#### [What you have to do]
Note every line in the entries that contains the string "items", and copy it.

#### [Records for the exercise]

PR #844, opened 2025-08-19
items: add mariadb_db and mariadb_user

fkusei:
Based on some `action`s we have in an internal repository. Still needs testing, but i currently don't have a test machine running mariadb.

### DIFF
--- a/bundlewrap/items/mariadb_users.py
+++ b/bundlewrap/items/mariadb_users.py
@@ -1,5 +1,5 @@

#### [Answer to this problem]
items: add mariadb_db and mariadb_user
--- a/bundlewrap/items/mariadb_users.py
+++ b/bundlewrap/items/mariadb_users.py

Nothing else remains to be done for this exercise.